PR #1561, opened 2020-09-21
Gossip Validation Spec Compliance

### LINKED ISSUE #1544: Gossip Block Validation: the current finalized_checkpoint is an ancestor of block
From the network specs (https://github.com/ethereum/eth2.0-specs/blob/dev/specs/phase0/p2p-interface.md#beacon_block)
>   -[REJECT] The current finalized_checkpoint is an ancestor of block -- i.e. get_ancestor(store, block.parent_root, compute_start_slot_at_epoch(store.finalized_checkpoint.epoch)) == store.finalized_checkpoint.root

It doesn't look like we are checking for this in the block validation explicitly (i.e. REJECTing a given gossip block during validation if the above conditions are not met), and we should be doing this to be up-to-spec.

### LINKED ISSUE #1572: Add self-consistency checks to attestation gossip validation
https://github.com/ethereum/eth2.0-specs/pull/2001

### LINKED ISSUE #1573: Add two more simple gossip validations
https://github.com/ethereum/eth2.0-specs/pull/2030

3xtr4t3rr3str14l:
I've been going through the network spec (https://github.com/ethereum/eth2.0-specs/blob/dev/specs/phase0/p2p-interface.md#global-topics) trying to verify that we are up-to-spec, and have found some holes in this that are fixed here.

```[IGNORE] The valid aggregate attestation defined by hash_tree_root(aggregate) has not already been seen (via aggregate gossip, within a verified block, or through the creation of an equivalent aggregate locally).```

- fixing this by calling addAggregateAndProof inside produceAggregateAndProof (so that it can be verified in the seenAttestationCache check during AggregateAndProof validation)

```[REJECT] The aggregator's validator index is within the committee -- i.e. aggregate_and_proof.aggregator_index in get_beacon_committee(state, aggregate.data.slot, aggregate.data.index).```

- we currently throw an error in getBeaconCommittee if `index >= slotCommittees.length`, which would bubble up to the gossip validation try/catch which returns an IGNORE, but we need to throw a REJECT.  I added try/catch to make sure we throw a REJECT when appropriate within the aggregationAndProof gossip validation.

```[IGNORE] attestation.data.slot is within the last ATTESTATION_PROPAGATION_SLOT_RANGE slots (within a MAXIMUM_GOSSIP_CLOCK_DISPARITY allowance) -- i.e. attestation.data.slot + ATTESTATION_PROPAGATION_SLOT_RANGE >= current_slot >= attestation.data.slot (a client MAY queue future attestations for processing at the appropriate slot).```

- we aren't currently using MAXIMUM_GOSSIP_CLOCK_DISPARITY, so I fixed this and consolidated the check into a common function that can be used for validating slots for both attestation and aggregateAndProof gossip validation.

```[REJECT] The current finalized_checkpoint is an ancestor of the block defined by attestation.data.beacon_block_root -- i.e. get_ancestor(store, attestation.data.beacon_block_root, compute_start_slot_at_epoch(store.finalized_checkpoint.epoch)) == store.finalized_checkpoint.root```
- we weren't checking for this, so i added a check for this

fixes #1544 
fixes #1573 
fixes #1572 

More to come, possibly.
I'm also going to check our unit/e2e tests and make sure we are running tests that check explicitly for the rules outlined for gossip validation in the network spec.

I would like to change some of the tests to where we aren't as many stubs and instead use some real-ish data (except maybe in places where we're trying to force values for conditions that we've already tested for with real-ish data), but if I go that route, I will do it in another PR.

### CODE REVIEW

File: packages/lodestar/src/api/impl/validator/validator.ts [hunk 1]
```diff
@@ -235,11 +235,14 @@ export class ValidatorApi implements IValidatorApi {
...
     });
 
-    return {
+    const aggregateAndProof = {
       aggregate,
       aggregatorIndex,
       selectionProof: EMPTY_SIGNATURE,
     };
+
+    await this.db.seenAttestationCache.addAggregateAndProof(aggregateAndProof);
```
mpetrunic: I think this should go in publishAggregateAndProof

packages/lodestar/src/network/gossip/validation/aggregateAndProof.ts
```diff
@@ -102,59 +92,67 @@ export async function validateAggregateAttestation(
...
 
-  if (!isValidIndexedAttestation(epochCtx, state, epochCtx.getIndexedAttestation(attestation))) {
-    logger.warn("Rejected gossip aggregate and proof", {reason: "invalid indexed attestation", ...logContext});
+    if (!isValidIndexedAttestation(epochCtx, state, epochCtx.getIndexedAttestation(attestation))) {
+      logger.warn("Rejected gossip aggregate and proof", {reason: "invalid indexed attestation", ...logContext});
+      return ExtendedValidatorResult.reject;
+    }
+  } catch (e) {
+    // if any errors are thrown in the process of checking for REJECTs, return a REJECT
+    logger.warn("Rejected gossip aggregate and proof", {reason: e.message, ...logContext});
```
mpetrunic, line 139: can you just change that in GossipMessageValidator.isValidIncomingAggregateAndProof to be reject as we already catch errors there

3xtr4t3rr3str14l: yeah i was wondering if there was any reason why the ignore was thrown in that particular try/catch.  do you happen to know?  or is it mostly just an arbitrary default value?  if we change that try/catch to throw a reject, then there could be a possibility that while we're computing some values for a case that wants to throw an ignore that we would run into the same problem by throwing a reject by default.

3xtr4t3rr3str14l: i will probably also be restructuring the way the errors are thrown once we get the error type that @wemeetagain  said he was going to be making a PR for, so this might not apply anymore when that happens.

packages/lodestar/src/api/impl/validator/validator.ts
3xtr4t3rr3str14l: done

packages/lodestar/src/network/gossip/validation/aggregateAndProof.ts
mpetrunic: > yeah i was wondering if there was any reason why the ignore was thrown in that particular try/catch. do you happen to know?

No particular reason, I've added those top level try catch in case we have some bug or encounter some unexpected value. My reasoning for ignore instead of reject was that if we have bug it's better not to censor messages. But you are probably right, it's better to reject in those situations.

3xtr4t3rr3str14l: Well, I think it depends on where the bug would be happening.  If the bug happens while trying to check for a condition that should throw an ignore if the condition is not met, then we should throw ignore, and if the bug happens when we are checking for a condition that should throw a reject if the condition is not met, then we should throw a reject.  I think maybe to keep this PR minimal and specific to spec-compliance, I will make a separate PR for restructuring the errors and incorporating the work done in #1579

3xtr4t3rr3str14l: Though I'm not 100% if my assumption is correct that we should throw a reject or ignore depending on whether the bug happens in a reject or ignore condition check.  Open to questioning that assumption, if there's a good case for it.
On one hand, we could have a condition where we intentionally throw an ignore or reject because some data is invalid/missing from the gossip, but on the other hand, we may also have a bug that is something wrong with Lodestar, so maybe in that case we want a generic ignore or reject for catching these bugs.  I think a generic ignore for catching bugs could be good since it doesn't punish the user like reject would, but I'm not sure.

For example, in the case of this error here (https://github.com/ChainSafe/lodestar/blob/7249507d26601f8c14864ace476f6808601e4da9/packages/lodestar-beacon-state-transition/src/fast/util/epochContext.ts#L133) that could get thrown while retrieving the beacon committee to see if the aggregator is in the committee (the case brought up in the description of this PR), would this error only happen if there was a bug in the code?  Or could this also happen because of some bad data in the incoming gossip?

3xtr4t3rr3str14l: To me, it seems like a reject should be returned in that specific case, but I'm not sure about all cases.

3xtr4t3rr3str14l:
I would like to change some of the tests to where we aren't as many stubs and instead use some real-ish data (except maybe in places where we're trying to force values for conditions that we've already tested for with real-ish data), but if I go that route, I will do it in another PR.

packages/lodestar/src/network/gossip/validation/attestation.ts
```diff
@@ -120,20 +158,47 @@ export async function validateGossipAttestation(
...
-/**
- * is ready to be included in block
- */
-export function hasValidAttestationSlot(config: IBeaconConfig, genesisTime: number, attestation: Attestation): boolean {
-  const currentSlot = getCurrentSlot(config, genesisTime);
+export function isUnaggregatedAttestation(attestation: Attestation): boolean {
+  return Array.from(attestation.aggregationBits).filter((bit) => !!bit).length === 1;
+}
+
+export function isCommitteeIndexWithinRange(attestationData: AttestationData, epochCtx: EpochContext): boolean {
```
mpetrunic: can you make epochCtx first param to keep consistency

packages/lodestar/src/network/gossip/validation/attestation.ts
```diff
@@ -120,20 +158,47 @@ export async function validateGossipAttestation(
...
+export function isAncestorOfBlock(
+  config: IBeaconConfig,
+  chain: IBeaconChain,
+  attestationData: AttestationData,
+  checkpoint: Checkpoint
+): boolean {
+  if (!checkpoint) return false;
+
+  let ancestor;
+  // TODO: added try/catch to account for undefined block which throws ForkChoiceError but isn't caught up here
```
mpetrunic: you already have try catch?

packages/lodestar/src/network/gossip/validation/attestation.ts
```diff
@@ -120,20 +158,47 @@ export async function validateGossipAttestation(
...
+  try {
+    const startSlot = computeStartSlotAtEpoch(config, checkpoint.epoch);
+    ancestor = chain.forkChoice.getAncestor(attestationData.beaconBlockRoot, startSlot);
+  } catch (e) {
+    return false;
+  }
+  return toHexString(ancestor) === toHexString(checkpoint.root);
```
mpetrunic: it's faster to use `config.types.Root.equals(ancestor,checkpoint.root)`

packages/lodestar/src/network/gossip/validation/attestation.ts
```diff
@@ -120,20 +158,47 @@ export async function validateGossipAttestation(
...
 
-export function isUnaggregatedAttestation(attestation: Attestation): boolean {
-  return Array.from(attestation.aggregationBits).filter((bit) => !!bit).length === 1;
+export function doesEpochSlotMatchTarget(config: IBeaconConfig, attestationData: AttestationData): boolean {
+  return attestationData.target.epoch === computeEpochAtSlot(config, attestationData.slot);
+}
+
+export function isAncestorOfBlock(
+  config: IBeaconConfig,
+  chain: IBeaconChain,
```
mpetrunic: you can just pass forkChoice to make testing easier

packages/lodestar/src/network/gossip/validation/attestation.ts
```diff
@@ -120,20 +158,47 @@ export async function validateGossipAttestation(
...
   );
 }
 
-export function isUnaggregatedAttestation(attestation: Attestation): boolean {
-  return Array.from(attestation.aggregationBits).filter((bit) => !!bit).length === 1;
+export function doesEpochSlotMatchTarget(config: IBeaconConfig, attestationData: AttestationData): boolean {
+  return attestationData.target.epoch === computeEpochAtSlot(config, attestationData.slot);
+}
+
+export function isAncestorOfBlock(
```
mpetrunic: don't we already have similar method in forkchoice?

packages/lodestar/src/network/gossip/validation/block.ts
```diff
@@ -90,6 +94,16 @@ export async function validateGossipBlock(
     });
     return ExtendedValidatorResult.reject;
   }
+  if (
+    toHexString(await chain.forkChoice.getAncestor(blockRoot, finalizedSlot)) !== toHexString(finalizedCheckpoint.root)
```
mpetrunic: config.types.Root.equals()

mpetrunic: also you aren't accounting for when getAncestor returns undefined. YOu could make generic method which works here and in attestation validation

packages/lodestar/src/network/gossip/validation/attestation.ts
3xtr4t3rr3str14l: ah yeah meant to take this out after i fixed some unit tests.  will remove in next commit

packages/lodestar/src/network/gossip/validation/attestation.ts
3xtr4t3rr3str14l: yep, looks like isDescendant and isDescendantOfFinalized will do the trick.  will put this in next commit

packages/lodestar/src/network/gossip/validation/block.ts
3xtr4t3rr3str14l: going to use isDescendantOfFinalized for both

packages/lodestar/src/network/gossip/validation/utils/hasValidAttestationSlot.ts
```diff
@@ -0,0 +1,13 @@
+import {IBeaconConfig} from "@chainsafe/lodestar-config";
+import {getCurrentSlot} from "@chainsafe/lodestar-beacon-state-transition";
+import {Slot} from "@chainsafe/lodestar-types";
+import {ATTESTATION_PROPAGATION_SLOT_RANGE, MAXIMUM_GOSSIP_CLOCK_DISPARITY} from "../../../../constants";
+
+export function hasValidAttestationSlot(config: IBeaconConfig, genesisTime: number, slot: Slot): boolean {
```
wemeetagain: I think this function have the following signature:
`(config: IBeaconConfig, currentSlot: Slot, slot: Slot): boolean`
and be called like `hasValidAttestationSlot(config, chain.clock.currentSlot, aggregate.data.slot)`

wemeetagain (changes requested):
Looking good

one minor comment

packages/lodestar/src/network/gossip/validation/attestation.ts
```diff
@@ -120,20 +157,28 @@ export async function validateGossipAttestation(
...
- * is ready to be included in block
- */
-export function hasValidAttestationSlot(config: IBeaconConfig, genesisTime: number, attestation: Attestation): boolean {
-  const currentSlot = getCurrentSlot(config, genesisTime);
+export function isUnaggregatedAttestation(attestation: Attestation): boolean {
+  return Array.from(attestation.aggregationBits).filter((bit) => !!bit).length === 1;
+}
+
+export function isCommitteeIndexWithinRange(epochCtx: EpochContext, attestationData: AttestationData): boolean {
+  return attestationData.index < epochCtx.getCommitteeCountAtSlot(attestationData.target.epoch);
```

******************************

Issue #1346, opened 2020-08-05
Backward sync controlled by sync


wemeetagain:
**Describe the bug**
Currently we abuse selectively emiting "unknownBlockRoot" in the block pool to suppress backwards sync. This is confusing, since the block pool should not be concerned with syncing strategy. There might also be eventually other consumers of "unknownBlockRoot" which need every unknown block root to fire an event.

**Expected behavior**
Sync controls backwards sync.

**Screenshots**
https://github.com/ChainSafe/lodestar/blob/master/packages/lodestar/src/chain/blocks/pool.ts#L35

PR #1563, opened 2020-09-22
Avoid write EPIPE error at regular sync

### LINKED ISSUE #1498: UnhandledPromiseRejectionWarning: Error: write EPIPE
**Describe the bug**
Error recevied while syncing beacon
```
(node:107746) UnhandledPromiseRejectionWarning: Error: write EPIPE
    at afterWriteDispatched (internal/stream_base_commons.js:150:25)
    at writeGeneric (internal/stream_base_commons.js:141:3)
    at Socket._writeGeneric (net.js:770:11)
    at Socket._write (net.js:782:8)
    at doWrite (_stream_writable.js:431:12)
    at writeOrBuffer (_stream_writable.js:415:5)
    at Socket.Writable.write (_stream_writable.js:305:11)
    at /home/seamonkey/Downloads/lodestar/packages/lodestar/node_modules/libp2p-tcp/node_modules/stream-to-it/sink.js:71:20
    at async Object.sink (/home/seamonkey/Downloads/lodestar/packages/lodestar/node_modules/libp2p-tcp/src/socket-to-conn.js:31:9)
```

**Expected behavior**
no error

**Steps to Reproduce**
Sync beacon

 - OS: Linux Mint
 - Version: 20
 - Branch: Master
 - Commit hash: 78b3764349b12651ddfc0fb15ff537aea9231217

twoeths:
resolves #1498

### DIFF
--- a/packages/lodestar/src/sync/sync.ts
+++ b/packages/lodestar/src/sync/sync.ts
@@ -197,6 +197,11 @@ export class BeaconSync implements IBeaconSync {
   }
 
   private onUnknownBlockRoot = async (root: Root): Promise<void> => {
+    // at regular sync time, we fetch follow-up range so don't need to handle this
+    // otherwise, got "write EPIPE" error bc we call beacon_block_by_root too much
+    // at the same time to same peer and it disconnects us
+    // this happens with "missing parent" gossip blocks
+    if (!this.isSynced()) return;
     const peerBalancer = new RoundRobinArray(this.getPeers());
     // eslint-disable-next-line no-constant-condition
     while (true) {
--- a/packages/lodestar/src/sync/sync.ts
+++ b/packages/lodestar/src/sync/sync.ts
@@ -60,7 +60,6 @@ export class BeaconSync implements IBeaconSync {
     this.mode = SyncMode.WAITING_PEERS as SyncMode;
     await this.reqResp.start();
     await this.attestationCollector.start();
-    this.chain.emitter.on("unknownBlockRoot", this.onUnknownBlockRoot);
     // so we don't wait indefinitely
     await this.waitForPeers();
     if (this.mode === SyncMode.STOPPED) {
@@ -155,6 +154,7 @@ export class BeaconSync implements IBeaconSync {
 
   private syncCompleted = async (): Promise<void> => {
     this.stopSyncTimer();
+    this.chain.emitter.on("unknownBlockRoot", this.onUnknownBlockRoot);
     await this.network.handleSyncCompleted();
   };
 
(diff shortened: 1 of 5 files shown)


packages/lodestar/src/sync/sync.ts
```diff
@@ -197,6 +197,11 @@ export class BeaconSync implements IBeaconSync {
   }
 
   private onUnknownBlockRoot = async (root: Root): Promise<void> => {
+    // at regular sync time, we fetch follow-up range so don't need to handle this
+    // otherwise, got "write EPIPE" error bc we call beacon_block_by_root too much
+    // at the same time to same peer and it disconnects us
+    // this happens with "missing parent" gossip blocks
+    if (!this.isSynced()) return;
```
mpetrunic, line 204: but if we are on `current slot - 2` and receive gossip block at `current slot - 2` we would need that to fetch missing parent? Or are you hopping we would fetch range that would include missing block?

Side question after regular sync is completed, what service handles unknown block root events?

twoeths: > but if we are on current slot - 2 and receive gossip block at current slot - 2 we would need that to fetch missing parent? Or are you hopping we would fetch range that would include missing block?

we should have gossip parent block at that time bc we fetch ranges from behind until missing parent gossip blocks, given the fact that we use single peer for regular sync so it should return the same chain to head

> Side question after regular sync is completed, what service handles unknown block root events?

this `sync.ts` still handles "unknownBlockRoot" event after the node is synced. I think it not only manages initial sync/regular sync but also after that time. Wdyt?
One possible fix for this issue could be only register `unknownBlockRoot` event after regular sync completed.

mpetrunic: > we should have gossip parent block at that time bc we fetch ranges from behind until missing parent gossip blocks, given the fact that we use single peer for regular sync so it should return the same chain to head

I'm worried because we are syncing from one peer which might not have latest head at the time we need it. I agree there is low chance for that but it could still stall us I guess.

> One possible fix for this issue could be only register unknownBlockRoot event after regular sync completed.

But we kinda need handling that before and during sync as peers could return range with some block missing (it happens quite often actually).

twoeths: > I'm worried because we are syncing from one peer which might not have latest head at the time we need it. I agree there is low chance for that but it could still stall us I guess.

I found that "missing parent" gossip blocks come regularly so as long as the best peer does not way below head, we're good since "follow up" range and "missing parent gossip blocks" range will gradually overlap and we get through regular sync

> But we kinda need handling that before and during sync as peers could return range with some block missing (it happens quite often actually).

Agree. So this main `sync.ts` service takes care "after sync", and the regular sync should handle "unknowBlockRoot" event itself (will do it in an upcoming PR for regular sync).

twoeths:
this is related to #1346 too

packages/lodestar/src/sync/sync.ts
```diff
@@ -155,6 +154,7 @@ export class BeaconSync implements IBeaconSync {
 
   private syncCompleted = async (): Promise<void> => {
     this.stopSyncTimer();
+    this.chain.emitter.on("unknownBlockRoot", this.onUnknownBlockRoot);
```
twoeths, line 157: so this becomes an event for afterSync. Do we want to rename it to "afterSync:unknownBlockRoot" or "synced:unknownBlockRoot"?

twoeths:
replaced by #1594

******************************

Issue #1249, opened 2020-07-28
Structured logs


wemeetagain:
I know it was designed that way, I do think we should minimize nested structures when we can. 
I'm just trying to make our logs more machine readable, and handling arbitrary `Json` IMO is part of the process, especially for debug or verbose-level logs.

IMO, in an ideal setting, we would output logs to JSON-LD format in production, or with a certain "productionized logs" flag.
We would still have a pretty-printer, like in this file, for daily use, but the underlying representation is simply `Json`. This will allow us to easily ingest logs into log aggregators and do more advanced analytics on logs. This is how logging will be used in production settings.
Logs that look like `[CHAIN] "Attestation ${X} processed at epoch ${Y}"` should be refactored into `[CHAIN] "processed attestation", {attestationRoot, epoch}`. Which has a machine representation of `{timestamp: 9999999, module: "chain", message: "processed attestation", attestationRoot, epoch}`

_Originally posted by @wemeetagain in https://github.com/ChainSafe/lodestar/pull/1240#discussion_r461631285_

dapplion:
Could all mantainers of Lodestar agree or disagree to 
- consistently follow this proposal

******************************

### Work instruction
Go through the listing above and return each line that includes the word "method".

### Solution to this task
mpetrunic: don't we already have similar method in forkchoice?
mpetrunic: also you aren't accounting for when getAncestor returns undefined. YOu could make generic method which works here and in attestation validation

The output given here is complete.